*** Listed records ***

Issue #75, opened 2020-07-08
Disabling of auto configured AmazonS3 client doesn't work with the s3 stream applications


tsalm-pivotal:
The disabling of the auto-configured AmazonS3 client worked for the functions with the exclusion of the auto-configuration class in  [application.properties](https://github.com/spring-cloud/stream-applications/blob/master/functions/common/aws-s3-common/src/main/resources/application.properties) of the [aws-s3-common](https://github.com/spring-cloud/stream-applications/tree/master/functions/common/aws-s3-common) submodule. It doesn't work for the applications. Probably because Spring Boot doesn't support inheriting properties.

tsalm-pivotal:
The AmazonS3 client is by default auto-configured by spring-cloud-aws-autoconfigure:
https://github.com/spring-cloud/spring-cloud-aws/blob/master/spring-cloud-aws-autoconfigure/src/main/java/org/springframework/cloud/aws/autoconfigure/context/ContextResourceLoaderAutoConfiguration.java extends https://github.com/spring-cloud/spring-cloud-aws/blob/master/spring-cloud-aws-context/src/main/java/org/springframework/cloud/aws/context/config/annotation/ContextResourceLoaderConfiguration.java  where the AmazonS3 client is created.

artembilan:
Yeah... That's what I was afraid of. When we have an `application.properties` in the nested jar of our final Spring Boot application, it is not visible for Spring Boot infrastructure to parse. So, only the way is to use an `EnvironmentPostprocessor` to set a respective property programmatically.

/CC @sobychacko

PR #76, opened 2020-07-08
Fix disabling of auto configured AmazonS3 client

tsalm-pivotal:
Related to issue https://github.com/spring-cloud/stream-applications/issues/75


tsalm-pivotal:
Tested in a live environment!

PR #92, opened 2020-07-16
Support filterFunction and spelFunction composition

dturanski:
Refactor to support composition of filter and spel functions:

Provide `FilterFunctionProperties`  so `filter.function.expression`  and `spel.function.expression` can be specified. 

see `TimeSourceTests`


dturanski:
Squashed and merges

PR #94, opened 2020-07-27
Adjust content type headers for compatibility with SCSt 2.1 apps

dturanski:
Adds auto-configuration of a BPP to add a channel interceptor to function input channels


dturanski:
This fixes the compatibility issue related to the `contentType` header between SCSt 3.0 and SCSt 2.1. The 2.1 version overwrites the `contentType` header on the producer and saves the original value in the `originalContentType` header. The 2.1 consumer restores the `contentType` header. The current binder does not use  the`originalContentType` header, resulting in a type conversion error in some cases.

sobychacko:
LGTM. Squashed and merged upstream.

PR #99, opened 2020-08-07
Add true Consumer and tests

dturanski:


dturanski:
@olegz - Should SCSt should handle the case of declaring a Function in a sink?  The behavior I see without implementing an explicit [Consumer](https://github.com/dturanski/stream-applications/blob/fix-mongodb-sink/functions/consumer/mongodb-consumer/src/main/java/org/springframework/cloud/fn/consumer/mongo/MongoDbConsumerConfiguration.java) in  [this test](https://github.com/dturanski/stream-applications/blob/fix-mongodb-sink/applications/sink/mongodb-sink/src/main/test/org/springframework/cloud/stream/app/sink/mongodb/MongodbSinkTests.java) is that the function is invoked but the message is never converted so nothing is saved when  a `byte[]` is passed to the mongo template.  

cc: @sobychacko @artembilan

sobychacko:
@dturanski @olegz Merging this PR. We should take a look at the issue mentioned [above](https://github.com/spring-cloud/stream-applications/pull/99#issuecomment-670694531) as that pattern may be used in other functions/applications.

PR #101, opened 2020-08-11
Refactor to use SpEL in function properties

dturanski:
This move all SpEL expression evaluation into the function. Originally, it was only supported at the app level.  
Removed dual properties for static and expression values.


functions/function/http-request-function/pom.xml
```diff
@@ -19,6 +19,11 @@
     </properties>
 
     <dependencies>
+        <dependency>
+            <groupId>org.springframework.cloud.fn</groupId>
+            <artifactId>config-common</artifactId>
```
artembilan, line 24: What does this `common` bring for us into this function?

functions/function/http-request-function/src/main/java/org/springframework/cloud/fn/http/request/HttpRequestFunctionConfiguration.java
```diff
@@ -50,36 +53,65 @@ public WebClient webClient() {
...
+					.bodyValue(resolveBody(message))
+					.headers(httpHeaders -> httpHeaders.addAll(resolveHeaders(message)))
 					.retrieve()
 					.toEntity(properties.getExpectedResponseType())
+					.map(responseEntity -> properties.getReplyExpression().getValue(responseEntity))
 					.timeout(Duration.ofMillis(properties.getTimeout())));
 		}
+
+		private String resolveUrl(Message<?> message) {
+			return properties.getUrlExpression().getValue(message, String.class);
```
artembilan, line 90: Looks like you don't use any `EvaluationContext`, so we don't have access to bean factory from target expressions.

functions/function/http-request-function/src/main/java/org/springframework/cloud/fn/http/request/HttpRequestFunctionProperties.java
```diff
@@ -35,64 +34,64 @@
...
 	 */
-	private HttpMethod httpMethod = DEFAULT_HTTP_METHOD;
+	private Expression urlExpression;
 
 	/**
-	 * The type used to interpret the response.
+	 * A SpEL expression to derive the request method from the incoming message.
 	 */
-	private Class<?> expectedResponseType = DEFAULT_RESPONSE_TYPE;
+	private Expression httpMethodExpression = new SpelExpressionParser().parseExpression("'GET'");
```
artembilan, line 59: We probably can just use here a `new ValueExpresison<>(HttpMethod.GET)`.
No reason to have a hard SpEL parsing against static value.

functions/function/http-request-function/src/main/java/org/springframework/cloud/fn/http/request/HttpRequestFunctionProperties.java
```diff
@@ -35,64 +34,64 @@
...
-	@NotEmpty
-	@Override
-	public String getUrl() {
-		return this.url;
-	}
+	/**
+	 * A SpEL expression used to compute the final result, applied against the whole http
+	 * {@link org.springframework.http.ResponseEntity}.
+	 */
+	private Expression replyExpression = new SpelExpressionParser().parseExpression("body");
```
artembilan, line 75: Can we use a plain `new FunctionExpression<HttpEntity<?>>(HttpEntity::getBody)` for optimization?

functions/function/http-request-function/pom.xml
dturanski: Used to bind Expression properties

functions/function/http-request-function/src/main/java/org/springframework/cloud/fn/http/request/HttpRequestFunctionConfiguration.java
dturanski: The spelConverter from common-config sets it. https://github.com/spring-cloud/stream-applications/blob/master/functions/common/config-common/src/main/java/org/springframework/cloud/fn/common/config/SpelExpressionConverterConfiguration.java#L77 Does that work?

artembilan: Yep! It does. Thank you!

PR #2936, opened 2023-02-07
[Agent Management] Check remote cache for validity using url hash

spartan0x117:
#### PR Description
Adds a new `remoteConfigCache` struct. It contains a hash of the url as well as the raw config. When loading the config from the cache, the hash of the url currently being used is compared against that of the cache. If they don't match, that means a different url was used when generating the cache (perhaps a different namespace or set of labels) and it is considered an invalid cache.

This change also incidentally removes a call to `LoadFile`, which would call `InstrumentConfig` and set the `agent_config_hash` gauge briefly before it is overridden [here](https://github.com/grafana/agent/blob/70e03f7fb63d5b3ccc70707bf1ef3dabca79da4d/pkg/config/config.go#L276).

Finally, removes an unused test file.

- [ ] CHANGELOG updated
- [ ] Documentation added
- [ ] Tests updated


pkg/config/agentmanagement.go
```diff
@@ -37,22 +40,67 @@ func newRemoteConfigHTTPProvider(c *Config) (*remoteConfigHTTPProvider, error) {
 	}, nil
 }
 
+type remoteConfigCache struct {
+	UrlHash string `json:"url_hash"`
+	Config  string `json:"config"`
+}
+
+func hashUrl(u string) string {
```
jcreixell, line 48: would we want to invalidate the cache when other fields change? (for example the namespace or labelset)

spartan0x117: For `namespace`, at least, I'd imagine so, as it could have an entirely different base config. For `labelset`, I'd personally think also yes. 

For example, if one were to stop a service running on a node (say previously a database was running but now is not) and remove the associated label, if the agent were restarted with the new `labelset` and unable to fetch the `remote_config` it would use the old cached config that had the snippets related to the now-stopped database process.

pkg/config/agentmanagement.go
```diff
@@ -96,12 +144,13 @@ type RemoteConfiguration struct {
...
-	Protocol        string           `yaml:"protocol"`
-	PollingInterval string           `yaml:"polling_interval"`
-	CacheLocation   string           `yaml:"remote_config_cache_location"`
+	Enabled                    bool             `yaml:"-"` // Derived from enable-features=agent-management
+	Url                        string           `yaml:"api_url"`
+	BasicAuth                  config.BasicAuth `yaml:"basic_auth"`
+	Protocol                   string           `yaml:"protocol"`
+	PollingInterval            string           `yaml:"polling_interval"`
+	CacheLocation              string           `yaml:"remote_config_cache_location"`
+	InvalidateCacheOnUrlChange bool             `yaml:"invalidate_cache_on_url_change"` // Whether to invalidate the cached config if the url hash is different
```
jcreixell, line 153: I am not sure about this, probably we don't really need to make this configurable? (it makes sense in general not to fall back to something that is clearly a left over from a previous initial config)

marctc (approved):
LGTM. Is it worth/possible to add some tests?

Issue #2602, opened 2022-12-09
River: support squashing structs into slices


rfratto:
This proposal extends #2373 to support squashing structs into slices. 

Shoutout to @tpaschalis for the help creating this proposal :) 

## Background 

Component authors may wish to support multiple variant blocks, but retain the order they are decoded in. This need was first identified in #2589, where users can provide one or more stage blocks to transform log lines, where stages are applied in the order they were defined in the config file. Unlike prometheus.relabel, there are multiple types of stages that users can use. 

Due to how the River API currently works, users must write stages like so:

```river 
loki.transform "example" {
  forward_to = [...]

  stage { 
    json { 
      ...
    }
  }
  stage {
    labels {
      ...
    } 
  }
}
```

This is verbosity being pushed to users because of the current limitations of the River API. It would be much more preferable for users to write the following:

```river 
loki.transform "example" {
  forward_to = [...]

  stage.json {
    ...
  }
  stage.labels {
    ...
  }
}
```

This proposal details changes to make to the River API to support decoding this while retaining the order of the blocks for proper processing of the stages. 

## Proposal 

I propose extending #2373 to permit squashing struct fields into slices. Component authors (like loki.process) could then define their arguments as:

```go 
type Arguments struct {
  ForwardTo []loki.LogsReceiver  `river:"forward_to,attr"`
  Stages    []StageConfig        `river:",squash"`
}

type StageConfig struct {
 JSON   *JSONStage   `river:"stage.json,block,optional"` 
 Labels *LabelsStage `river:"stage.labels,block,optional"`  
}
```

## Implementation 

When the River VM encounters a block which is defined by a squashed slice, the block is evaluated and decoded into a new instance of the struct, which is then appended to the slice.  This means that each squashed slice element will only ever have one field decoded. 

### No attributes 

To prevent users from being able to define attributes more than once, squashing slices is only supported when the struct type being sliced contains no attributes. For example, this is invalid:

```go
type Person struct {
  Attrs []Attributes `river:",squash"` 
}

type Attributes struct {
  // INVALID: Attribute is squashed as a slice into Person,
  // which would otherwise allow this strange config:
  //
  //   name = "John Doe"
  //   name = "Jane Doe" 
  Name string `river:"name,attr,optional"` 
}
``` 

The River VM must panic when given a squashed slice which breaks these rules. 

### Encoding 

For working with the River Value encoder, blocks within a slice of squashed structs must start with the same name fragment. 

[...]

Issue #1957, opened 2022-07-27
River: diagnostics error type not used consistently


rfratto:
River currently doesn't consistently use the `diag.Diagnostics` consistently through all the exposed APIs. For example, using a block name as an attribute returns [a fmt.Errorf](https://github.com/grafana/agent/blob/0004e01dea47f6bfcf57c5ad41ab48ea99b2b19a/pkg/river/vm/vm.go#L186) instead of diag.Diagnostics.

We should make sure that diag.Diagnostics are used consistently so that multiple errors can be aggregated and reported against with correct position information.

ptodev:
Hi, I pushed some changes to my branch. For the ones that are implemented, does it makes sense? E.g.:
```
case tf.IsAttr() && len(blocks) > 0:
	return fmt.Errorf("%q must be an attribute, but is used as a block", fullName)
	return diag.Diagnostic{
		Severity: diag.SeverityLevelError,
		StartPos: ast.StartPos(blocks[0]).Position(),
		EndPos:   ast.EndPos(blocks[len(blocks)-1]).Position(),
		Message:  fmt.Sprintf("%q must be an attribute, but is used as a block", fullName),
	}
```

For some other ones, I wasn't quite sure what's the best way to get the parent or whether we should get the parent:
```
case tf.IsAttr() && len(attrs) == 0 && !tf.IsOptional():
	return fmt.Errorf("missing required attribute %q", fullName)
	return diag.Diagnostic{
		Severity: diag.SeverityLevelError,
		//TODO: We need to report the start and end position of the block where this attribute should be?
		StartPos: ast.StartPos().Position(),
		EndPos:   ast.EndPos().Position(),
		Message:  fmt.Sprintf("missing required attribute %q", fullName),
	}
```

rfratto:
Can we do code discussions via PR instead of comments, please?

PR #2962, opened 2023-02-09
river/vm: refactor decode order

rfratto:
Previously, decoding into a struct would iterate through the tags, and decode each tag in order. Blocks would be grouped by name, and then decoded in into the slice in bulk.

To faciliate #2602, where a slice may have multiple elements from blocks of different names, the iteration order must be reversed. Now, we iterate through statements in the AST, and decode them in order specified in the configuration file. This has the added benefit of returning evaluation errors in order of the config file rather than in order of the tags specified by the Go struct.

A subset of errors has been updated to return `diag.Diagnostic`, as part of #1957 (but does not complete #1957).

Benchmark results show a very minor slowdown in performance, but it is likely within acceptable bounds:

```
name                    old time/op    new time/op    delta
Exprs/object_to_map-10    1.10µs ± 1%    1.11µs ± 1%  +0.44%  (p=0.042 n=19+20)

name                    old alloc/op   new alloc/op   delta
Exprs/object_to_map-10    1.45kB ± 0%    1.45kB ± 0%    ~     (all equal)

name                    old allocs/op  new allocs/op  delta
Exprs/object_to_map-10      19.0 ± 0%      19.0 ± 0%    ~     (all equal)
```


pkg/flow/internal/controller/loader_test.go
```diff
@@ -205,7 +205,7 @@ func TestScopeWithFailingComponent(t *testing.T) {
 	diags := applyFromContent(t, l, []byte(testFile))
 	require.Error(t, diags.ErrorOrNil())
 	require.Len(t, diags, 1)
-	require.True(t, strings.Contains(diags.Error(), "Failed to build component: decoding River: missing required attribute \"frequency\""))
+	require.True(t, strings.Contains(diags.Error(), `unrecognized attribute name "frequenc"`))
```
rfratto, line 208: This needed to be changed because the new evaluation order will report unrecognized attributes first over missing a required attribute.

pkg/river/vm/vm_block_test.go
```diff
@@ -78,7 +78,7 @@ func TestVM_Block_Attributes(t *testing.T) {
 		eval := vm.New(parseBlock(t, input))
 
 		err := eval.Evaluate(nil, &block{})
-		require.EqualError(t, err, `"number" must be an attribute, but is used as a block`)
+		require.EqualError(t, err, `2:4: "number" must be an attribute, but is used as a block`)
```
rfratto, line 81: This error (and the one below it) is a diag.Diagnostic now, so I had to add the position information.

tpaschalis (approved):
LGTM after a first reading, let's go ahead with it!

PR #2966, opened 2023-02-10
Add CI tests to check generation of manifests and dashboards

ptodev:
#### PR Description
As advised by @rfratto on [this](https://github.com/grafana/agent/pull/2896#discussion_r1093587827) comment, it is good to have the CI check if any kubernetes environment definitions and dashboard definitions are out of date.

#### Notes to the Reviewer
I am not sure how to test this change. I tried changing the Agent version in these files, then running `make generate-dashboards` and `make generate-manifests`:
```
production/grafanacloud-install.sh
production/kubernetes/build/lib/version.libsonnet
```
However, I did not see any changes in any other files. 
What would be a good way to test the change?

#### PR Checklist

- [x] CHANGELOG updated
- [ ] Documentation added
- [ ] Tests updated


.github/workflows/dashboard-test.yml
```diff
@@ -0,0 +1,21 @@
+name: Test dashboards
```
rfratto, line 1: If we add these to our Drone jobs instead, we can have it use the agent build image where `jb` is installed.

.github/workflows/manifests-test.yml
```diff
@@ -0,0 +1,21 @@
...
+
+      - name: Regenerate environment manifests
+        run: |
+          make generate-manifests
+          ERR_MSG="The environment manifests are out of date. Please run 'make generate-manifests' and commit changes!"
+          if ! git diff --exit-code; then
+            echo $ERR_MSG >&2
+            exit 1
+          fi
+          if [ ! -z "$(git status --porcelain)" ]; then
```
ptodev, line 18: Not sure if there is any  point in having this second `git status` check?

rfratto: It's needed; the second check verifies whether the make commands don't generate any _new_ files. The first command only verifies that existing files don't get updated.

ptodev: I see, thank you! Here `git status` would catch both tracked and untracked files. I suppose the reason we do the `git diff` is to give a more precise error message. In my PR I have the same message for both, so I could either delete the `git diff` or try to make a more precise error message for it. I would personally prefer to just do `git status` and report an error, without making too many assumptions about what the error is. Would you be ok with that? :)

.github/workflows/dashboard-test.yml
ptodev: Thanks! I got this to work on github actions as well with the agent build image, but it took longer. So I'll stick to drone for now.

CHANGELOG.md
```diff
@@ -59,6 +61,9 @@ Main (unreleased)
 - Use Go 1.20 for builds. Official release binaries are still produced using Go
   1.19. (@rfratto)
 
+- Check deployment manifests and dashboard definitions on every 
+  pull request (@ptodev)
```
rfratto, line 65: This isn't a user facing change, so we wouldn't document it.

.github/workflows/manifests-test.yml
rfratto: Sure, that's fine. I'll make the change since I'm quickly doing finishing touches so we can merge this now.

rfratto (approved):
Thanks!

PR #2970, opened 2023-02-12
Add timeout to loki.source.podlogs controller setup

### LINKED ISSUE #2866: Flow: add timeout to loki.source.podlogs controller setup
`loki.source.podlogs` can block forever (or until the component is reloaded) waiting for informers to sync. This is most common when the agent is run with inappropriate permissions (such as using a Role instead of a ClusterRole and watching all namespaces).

*** End of Listed records ***

* [Task to complete]: Among the lines above, find those with the string "ones" and copy them.

* [Exercise answer]:
Hi, I pushed some changes to my branch. For the ones that are implemented, does it makes sense? E.g.:
For some other ones, I wasn't quite sure what's the best way to get the parent or whether we should get the parent:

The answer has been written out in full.